What is required:
Print all records exactly, leaving nothing out.
--- Records to use Enclosed Below ---
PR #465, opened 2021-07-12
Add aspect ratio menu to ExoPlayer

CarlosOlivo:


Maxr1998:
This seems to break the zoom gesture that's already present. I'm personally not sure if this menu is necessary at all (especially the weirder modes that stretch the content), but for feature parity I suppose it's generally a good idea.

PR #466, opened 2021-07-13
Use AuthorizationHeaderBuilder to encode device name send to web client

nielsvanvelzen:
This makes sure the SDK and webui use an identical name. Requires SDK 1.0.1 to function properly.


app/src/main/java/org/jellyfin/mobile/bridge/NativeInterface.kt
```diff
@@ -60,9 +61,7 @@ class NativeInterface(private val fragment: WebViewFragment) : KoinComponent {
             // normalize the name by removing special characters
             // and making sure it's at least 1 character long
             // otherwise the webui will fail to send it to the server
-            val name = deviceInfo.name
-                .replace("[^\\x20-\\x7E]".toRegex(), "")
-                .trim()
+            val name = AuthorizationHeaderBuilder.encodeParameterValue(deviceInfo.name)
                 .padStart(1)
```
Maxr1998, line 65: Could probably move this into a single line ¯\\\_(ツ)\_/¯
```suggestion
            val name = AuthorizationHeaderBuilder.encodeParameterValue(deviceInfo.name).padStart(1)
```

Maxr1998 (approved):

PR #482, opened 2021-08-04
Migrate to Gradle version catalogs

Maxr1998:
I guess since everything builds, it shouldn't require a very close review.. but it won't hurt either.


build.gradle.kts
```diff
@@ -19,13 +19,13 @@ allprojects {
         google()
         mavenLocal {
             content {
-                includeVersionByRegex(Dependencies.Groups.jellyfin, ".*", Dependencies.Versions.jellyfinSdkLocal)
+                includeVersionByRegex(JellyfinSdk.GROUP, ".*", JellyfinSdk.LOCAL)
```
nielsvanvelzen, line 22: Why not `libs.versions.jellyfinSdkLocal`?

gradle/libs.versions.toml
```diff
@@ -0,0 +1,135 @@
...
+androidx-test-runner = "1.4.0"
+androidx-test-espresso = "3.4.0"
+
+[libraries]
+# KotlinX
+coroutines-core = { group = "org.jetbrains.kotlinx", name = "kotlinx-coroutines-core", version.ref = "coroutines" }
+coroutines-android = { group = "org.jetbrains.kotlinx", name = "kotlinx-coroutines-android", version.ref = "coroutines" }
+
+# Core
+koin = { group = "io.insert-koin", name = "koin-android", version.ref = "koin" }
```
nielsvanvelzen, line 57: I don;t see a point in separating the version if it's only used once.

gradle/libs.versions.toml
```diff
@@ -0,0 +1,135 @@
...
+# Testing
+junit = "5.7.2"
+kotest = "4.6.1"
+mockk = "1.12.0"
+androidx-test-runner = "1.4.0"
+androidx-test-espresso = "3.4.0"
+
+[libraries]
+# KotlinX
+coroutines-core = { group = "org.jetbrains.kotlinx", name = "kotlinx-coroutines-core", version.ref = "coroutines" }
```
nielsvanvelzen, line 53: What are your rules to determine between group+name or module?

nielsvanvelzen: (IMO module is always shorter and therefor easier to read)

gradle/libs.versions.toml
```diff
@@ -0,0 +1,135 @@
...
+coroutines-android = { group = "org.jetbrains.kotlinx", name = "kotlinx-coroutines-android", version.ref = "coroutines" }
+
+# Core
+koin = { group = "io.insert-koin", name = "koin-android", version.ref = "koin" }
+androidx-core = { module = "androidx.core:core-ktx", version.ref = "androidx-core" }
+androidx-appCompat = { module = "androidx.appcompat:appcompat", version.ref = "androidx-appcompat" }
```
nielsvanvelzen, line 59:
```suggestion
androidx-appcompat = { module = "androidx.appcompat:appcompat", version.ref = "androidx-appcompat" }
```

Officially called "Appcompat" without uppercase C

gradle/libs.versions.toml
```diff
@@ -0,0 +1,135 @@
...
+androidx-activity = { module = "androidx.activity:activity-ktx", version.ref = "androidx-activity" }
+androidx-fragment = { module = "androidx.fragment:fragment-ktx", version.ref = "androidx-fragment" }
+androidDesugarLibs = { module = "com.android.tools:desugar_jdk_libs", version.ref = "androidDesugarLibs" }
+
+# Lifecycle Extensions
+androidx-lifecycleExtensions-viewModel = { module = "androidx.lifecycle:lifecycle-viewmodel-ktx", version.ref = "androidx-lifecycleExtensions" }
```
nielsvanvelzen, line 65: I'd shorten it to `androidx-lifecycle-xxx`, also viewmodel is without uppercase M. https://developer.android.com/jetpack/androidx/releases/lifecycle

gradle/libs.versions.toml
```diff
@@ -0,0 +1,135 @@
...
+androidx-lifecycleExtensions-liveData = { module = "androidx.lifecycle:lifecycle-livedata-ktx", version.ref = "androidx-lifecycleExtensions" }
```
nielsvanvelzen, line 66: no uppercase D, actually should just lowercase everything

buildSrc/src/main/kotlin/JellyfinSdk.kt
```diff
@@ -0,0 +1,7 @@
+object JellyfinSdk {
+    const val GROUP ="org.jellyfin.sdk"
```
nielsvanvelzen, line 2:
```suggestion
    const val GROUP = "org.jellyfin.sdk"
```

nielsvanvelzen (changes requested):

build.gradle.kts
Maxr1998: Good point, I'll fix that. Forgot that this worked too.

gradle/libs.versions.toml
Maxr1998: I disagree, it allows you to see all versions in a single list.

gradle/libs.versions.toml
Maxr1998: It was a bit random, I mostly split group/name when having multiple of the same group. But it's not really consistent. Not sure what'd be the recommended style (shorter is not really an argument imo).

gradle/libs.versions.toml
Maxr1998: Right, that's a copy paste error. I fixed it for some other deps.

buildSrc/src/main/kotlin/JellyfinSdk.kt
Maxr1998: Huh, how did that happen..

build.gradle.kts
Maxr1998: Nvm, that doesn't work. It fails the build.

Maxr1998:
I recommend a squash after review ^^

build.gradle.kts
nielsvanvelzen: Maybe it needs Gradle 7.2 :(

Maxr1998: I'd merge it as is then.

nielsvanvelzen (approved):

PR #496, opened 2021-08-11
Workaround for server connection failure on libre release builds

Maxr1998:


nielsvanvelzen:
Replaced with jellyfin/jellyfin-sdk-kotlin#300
--- End of Enclosed Records to use ---
Final answer:
PR #465, opened 2021-07-12
Add aspect ratio menu to ExoPlayer

CarlosOlivo:


Maxr1998:
This seems to break the zoom gesture that's already present. I'm personally not sure if this menu is necessary at all (especially the weirder modes that stretch the content), but for feature parity I suppose it's generally a good idea.

PR #466, opened 2021-07-13
Use AuthorizationHeaderBuilder to encode device name send to web client

nielsvanvelzen:
This makes sure the SDK and webui use an identical name. Requires SDK 1.0.1 to function properly.


app/src/main/java/org/jellyfin/mobile/bridge/NativeInterface.kt
```diff
@@ -60,9 +61,7 @@ class NativeInterface(private val fragment: WebViewFragment) : KoinComponent {
             // normalize the name by removing special characters
             // and making sure it's at least 1 character long
             // otherwise the webui will fail to send it to the server
-            val name = deviceInfo.name
-                .replace("[^\\x20-\\x7E]".toRegex(), "")
-                .trim()
+            val name = AuthorizationHeaderBuilder.encodeParameterValue(deviceInfo.name)
                 .padStart(1)
```
Maxr1998, line 65: Could probably move this into a single line ¯\\\_(ツ)\_/¯
```suggestion
            val name = AuthorizationHeaderBuilder.encodeParameterValue(deviceInfo.name).padStart(1)
```

Maxr1998 (approved):

PR #482, opened 2021-08-04
Migrate to Gradle version catalogs

Maxr1998:
I guess since everything builds, it shouldn't require a very close review.. but it won't hurt either.


build.gradle.kts
```diff
@@ -19,13 +19,13 @@ allprojects {
         google()
         mavenLocal {
             content {
-                includeVersionByRegex(Dependencies.Groups.jellyfin, ".*", Dependencies.Versions.jellyfinSdkLocal)
+                includeVersionByRegex(JellyfinSdk.GROUP, ".*", JellyfinSdk.LOCAL)
```
nielsvanvelzen, line 22: Why not `libs.versions.jellyfinSdkLocal`?

gradle/libs.versions.toml
```diff
@@ -0,0 +1,135 @@
...
+androidx-test-runner = "1.4.0"
+androidx-test-espresso = "3.4.0"
+
+[libraries]
+# KotlinX
+coroutines-core = { group = "org.jetbrains.kotlinx", name = "kotlinx-coroutines-core", version.ref = "coroutines" }
+coroutines-android = { group = "org.jetbrains.kotlinx", name = "kotlinx-coroutines-android", version.ref = "coroutines" }
+
+# Core
+koin = { group = "io.insert-koin", name = "koin-android", version.ref = "koin" }
```
nielsvanvelzen, line 57: I don;t see a point in separating the version if it's only used once.

gradle/libs.versions.toml
```diff
@@ -0,0 +1,135 @@
...
+# Testing
+junit = "5.7.2"
+kotest = "4.6.1"
+mockk = "1.12.0"
+androidx-test-runner = "1.4.0"
+androidx-test-espresso = "3.4.0"
+
+[libraries]
+# KotlinX
+coroutines-core = { group = "org.jetbrains.kotlinx", name = "kotlinx-coroutines-core", version.ref = "coroutines" }
```
nielsvanvelzen, line 53: What are your rules to determine between group+name or module?

nielsvanvelzen: (IMO module is always shorter and therefor easier to read)

gradle/libs.versions.toml
```diff
@@ -0,0 +1,135 @@
...
+coroutines-android = { group = "org.jetbrains.kotlinx", name = "kotlinx-coroutines-android", version.ref = "coroutines" }
+
+# Core
+koin = { group = "io.insert-koin", name = "koin-android", version.ref = "koin" }
+androidx-core = { module = "androidx.core:core-ktx", version.ref = "androidx-core" }
+androidx-appCompat = { module = "androidx.appcompat:appcompat", version.ref = "androidx-appcompat" }
```
nielsvanvelzen, line 59:
```suggestion
androidx-appcompat = { module = "androidx.appcompat:appcompat", version.ref = "androidx-appcompat" }
```

Officially called "Appcompat" without uppercase C

gradle/libs.versions.toml
```diff
@@ -0,0 +1,135 @@
...
+androidx-activity = { module = "androidx.activity:activity-ktx", version.ref = "androidx-activity" }
+androidx-fragment = { module = "androidx.fragment:fragment-ktx", version.ref = "androidx-fragment" }
+androidDesugarLibs = { module = "com.android.tools:desugar_jdk_libs", version.ref = "androidDesugarLibs" }
+
+# Lifecycle Extensions
+androidx-lifecycleExtensions-viewModel = { module = "androidx.lifecycle:lifecycle-viewmodel-ktx", version.ref = "androidx-lifecycleExtensions" }
```
nielsvanvelzen, line 65: I'd shorten it to `androidx-lifecycle-xxx`, also viewmodel is without uppercase M. https://developer.android.com/jetpack/androidx/releases/lifecycle

gradle/libs.versions.toml
```diff
@@ -0,0 +1,135 @@
...
+androidx-lifecycleExtensions-liveData = { module = "androidx.lifecycle:lifecycle-livedata-ktx", version.ref = "androidx-lifecycleExtensions" }
```
nielsvanvelzen, line 66: no uppercase D, actually should just lowercase everything

buildSrc/src/main/kotlin/JellyfinSdk.kt
```diff
@@ -0,0 +1,7 @@
+object JellyfinSdk {
+    const val GROUP ="org.jellyfin.sdk"
```
nielsvanvelzen, line 2:
```suggestion
    const val GROUP = "org.jellyfin.sdk"
```

nielsvanvelzen (changes requested):

build.gradle.kts
Maxr1998: Good point, I'll fix that. Forgot that this worked too.

gradle/libs.versions.toml
Maxr1998: I disagree, it allows you to see all versions in a single list.

gradle/libs.versions.toml
Maxr1998: It was a bit random, I mostly split group/name when having multiple of the same group. But it's not really consistent. Not sure what'd be the recommended style (shorter is not really an argument imo).

gradle/libs.versions.toml
Maxr1998: Right, that's a copy paste error. I fixed it for some other deps.

buildSrc/src/main/kotlin/JellyfinSdk.kt
Maxr1998: Huh, how did that happen..

build.gradle.kts
Maxr1998: Nvm, that doesn't work. It fails the build.

Maxr1998:
I recommend a squash after review ^^

build.gradle.kts
nielsvanvelzen: Maybe it needs Gradle 7.2 :(

Maxr1998: I'd merge it as is then.

nielsvanvelzen (approved):

PR #496, opened 2021-08-11
Workaround for server connection failure on libre release builds

Maxr1998:


nielsvanvelzen:
Replaced with jellyfin/jellyfin-sdk-kotlin#300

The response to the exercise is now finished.